増殖能、分化能、遺伝子発現にも大きな影響なし
研究結果によると、CASを用いて、ヒトiPS細胞由来の神経幹細胞を凍結保存すると、従来の緩慢凍結法と比べ、融解直後の細胞生存率が著明に向上。CASの磁場を0.22~0.29mT、0.30~0.40mT、0.37~0.50mTの各条件で比較検討すると、0.22~0.29mT、0.30~0.40mTの磁場下で凍結させた場合、従来の緩慢凍結法での生存率(約34%)と比べて、凍結融解後の細胞生存率は著明に向上し、最も高い生存率は約70%だった。
また、CASを用いた凍結保存後、融解したヒトiPS細胞由来の神経幹細胞は、従来の緩慢凍結法で凍結した場合と比較し、ニューロスフェア径も保たれており、細胞増殖能や分化能も凍結前と同等であり、凍結融解の与える影響も少ないと考えられた。

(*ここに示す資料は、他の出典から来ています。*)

PR #264, opened 2024-11-20
Simplify and optimize Docker image

edoardob90:
- Create a simpler Docker image starting from official [Jupyter Docker Stacks](https://jupyter-docker-stacks.readthedocs.io/en/latest/using/selecting.html)
- Remove `jupyter-repo2docker` dependency
- Add GitHub workflow to build & push the image (as before)
- Adjust the Conda environment which is configured from `docker/environment.yml`

The old workflow has been renamed to `.github/workflows/repo2docker.yml` and Binder is still supported via the `binder/` directory (unchanged).

Also: since Docker provides already the isolation, there's no need to have another virtual environment. All the tutorial dependencies are installed in the `base` environment, which is automatically configured by the base image.


yakutovicha:
@edoardob90 do you need a review on this? I could give a hand.

edoardob90:
> @edoardob90 do you need a review on this? I could give a hand.

If you want, you can try to build the container from the Dockerfile. I tested the workflow in the `main` branch of [my fork](https://github.com/edoardob90/python-tutorial), and everything seems to work fine. But a double-check is always appreciated 😉

Dockerfile
```diff
@@ -0,0 +1,51 @@
...
+    fix-permissions "${CONDA_DIR}" && \
+    fix-permissions "/home/${NB_USER}"
+
+# Prepare IPython configuration (move earlier in the build)
+RUN mkdir -p ${HOME}/.ipython/profile_default
+COPY --chown=${NB_UID}:${NB_GID} binder/ipython_config.py ${HOME}/.ipython/profile_default/
+
+# Copy the repository late in the build process
+RUN mkdir -p ${REPO}
+COPY --chown=${NB_UID}:${NB_GID} . ${REPO}/
```
yakutovicha, line 45: This part is a bit tricky. The user should either start the **same** container (so the readme needs to be updated), or we should mount the folder to the container.

In any case, the readme should be synchronized with the new approach.

docker/post-build.sh
yakutovicha, line 1: Is this file used anywhere?

docker/setup_custom_env.py
yakutovicha, line 1: Also not sure why this file is needed at all.

yakutovicha (changes requested):
Thanks, @edoardob90, I did a first pass and I would need some clarifications from your side.

docker/post-build.sh
edoardob90: Nope, I added those steps to the Dockerfile

docker/setup_custom_env.py
edoardob90: Same as above: I added those steps to the Dockerfile

edoardob90: No, actually this is just there "for reference". I'm not creating an environment inside Docker, which seems redundant.

Dockerfile
edoardob90: I think the step is correct and makes sense only when we're building the image. The user can still mount the local folder with a local copy of the repository, and nothing changes if the are no mismatches. Otherwise they will have their local repository inside the container.

edoardob90: It might be good to create a docker volume, but I have to think about it carefully.

edoardob90: I did a bit of research. It seems that those lines **are not needed**: I added them to make sure to have the repository material inside the container, but:

1. If the user is mounting a local folder with the repository, that's redundant
2. GitHub Codespaces, which can use a prebuilt Docker image to speed up the startup, also clones the repository by default, so the lines are again redundant

If you agree that this is the case, we can remove them and speed up building the image.

yakutovicha: I suggest we have a quick chat about this today during the meeting, and then we can decide.

edoardob90:
Options:

### Leave the `COPY` command
- We will have a redundant copy of the entire material when we're using Codespaces: one in `/home/jovyan/python-tutorial` and another in `/workspaces/python-tutorial` (clone by default by GitHub)
- Docker image is larger and takes slightly longer to build

### Remove `COPY`
- Users must clone the repository to have the materials available inside the container
- Change the README accordingly: the bind-mount directory is not `/home/jovyan/work` but `/home/jovyan/python-tutorial`

edoardob90:
@yakutovicha I think we need to resume/finalize this. It would simplify *a lot* the build step of the image, and solve the [recent problem](https://github.com/empa-scientific-it/python-tutorial/actions/runs/14821016433/job/41614917501) with the workflow run that, all of a sudden, ran out of disk space on the hosted runner.

If we're deploying **only** on Renkulab, the `COPY` instruction to have the repository available inside the container **is not** needed. Renku already clones the repository and mounts it inside the container at runtime.

yakutovicha (approved):
Great job, grazie @edoardob90!

PR #265, opened 2024-11-26
Fix traceback issue

edoardob90:
`%%ipytest` magic will disable the default traceback only during the execution of the tests. This is done with a `traceback_handling` context manager.


edoardob90:
I added a couple of other loosely related (but very small) fixes that I noticed while going over the notebooks.

despadam (approved):
Looks alright, thanks @edoardob90 !

Issue #241, opened 2024-05-08
Errors found in the `modules and packages` notebook


despadam:

despadam:
In `exercise on installing the package` specify that they need to be in the parent `mypackage` directory. They were already there and since the exercise asks them to execute `cd mypackage` then they end up in the `mypackage` subdirectory where the `.toml` file does not exist.

yakutovicha:
> (not sure about this one) In `Exercise on importing from parent modules` should they import from `mypackage` or `mypackage,geometry`?

Importing from `mypackage` is the way to go, because `mypackage.__init__.py` already imports the `geometry` module.

PR #266, opened 2024-11-26
Address minor issues in the "modules and packages" notebook

yakutovicha:
Fixes https://github.com/empa-scientific-it/python-tutorial/issues/241

### DIFF
--- a/modules_and_packages.ipynb
+++ b/modules_and_packages.ipynb
@@ -138,7 +138,7 @@
     "Move the `Point` class and the `distance` function to a new file called `point.py`:\n",
     "\n",
     "1. Create a new file called `point.py` in the same directory as this notebook.\n",
-    "2. Copy the `Point` class and the `distance` function to the new file.\n",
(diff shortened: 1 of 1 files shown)


despadam:
Addresses #241

Snowwpanda (commented):
Sasha thanks for looking through the exercises and making these improvements.

I went through the exercises and they all work, however I think the abstaction of this part of the tutorial is very high.. which isnt bad but I wouldn't mind if you do almost all the exercises together in plenum because I doubt anyone will have any experience here anyway and it's almost impossible for them to find mistakes when they copy files into wrong folders etc.

despadam (approved):

yakutovicha:
> ... I wouldn't mind if you do almost all the exercises together in plenum because I doubt anyone will have any experience here anyway and it's almost impossible for them to find mistakes when they copy files into wrong folders etc.

I agree, I can do that 👍

Issue #81, opened 2023-04-23
Naming: enumerate notebooks


edoardob90:
It might be better to enumerate the notebooks (starting with `0-intro.ipynb`) so that they are sorted in GitHub as well

edoardob90:
I **love** that notebooks are now neatly ordered. Thanks @despadam for finalizing this one!

PR #294, opened 2025-05-02
Fix broken test module names

edoardob90:
Aftern #81 the test modules are not found. A Python module's name cannot contain `-`, so I renamed everything consistently using underscores. The order is preserved.

I also fixed a Ruff lint error from OOP tests.


edoardob90:
Need to fix the internal links between notebooks before merging.

despadam:
I never thought of that 🤦 I am sorry! I can take over this PR if you have other things to prioritize

despadam (approved):
Renaming looks good, thanks for taking care of this. I manually checked each notebook to confirm that the test modules are always being loaded correctly.

Also:
- Fixed all internal broken links, similarly to #294 
- Fixed how `testsuite` and `ipytest` were being loaded in `11_functional_programming.ipynb`

PR #297, opened 2025-05-05
Add image annotations

edoardob90:


edoardob90:
Renku seems to have problem when pulling multi-arch images.

PR #298, opened 2025-05-06
Optimize multi-arch Docker images

edoardob90:
- Reduce image size by implementing multi-stage build
- Remove torchaudio package and optimize PyTorch installation
- Add GPU/CPU variant support via build arguments
- Enable multi-architecture builds (amd64/arm64) with proper manifests
- Fix Renku compatibility by setting provenance: false
- Simplify container environment variables and working directory
- Create architecture-specific tags for better image management


yakutovicha (approved):
LGTM!

edoardob90:
Maybe we should also adjust the README? Saying that `latest` is now pulling the CPU image by default. If you want the other variant, should specify `cuda`

yakutovicha (approved):

PR #299, opened 2025-05-06
Libraries: Image classification with PyTorch

fabioacl:
I am uploading a first version of my notebook and also the Python script with the functions needed for running some pytests. The notebook is almost complete.


25_libraries_image_classification.ipynb
```diff
@@ -0,0 +1,1646 @@
...
+    "from pytorch_grad_cam.utils.model_targets import ClassifierOutputTarget\n",
+    "from pytorch_grad_cam.utils.image import show_cam_on_image"
+   ]
+  },
+  {
+   "cell_type": "markdown",
+   "id": "5",
+   "metadata": {},
+   "source": [
+    "## References\n",
```
despadam, line 121: I would move the `References` section to be before `Libraries`. Then remember to check that the table of contents stays up to date

25_libraries_image_classification.ipynb
```diff
@@ -0,0 +1,1646 @@
...
+   "id": "3",
+   "metadata": {},
+   "source": [
+    "- NumPy\n",
+    "- Matplotlib\n",
+    "- Scikit-learn\n",
+    "- OpenCV-Python\n",
+    "- PyTorch\n",
+    "- Albumentations\n",
+    "- PyTorch GradCAM"
```
despadam, line 82: For those that have an existing notebook, we can also put a link to that notebook

edoardob90:
One small thing: we should probably rename these "project" notebooks like `XX_project_name.ipynb` without the `library_`/`libraries_` prefix. Those prefixes where meaningful when the notebooks weren't in progressive order.

25_libraries_image_classification.ipynb
fabioacl: Fixed in [4a9ec7c](https://github.com/empa-scientific-it/python-tutorial/pull/299/commits/4a9ec7c3dde267f3f845dda0931817bcc7976326)

yakutovicha (approved):
Obrigado!

PR #1282, opened 2018-05-11
feat(themes): theming with css variables

simeonoff:
Add the ability to style any component instance using css variables. Additional Sass functions and mixins added to ease the process and allow conversion of Sass generated component themes to css variables.


simeonoff:
@npaunov the igx-theme mixin accepts a new parameter `$legacy-support`. By default it's set to `true`. Setting this parameter to `false` should enable theming through css variables. Theming with css variables is not expected to work with Internet Explorer 11.

PR #1296, opened 2018-05-14
refactor(grid): display empty grid message when no data

### LINKED ISSUE #1269: No records found message is not aligned and styled accordingly.
Filter a grid to result in 0 filtered records

### Result  
The "No records found." message is not centered.

### Expected result  
The "No records found." message is not centered horizontally and vertically according to the grid body
capture

simeonoff:
Closes #1269


simeonoff:
@hanastasov exactly why I assigned it to you.

PR #1335, opened 2018-05-16
fix(igxDatePicker): notify ngModel for updated value through API metho

### LINKED ISSUE #1334: NgModel bind value is not working as expected datepicker
### Description  
When you have bound ngModel value in datepicker and try to select some different date through selectDate API method, the property that is bound is not updated. 

### Steps to reproduce  

1. Create some sample with datepicker component
2. Bind some custom property with [(ngModel)] to datepicker component
3. Try to update the **date** through the API **selectDate** method of the datepicker component.

### Result  
The bound property is not updated.

### Expected result  
The property should contains the newly passed date.

Aleksandyr:
Closes #1334


ddincheva:
@Aleksandyr  please add unit test for this fix.

Issue #1305, opened 2018-05-15
igxGrid - extra white space when hiding summaries in certain situations


SAndreeva:
### Description  
White space when disabling summaries one (bigger) after another (smaller) after scroll to bottom and having horizontal virtualization.

### Steps to reproduce  

1. Run: https://stackblitz.com/edit/angular-wuoy9r
2. Scroll to bottom.
3. Disable 'UnitsInStock' summary.
4. Disable 'OrderDate' summary.

### Result  
There is some white space below the last visible row:

![sum](https://user-images.githubusercontent.com/7972965/40040681-de43c6fc-5823-11e8-8b3d-64a04f60db8f.png)

### Expected result  
There is no white space.
This is not reproducible if there is no horizontal scrollbar, for example if you make the grid wider in the sample.

zdrawku:
The issue is with status resolved

PR #1339, opened 2018-05-17
feat(grid): add display density option to the grid

### LINKED ISSUE #1320: igx-Grid visual density: Compact mode
### Description  
The igx-grid needs to have an easy way to be visually optimised for data-heavy enterprise (financial, medical, etc.) scenarios. 

The change should apply to all parts of the grid: 
 - Cells 
 - Header Cells
 - Summaries
 - Paging

### Suggested sizes/paddings at `compact` version
- left/right paddings for all cells: `12px`  *(down from 24px)*
- default row height: `32px`  *(down from 48px)*
- header height: `32px`
- summaries vertical padding: `0`  *(down from 5px)*

simeonoff:
Closes #1320


src/grid/grid.component.ts
```diff
@@ -482,6 +511,7 @@ export class IgxGridComponent implements OnInit, OnDestroy, AfterContentInit, Af
         this.calcWidth = this._width && this._width.indexOf("%") === -1 ? parseInt(this._width, 10) : 0;
         this.calcHeight = 0;
         this.calcRowCheckboxWidth = 0;
+        this.rowHeight = this.rowHeight ? this.rowHeight : this.defaultRowHeight;
```
kdinev: In this case the `rowHeight` overrides the `displayDensity` option. Maybe we should actually make the `rowHeight` private and control the height only through the `displayDensity` internally? This way we would give less control, but be sure that the grid looks optimal.

simeonoff: I believe rowHeight should remain public, regardless of the displayDensity. When you set rowHeight explicitly as a user you change the height of the row and knowingly stray from the recommended default value we set. The displayDensity controls the cell padding as well.

ddincheva:
there is two failing test because of issue [1305](https://github.com/IgniteUI/igniteui-angular/issues/1305)

zdrawku:
we are currently working on the falling tests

さらに、凍結融解したヒトiPS細胞由来の神経幹細胞は、遺伝子発現解析でも凍結前と同等であり、凍結融解が遺伝子発現に与える影響も少ないと考えられた。
研究により新たに開発したCASによるヒトiPS細胞由来の神経幹細胞の凍結保存法は、融解後の細胞生存率を向上させ、増殖能、分化能、遺伝子発現にも大きな影響を与えなかったことから、ヒトiPS細胞由来神経幹細胞の凍結保存およびバンク化に極めて有用であると考えられる。この成果によって、脊髄損傷に対する細胞移植による再生医療の臨床応用が大きく前進することが期待される。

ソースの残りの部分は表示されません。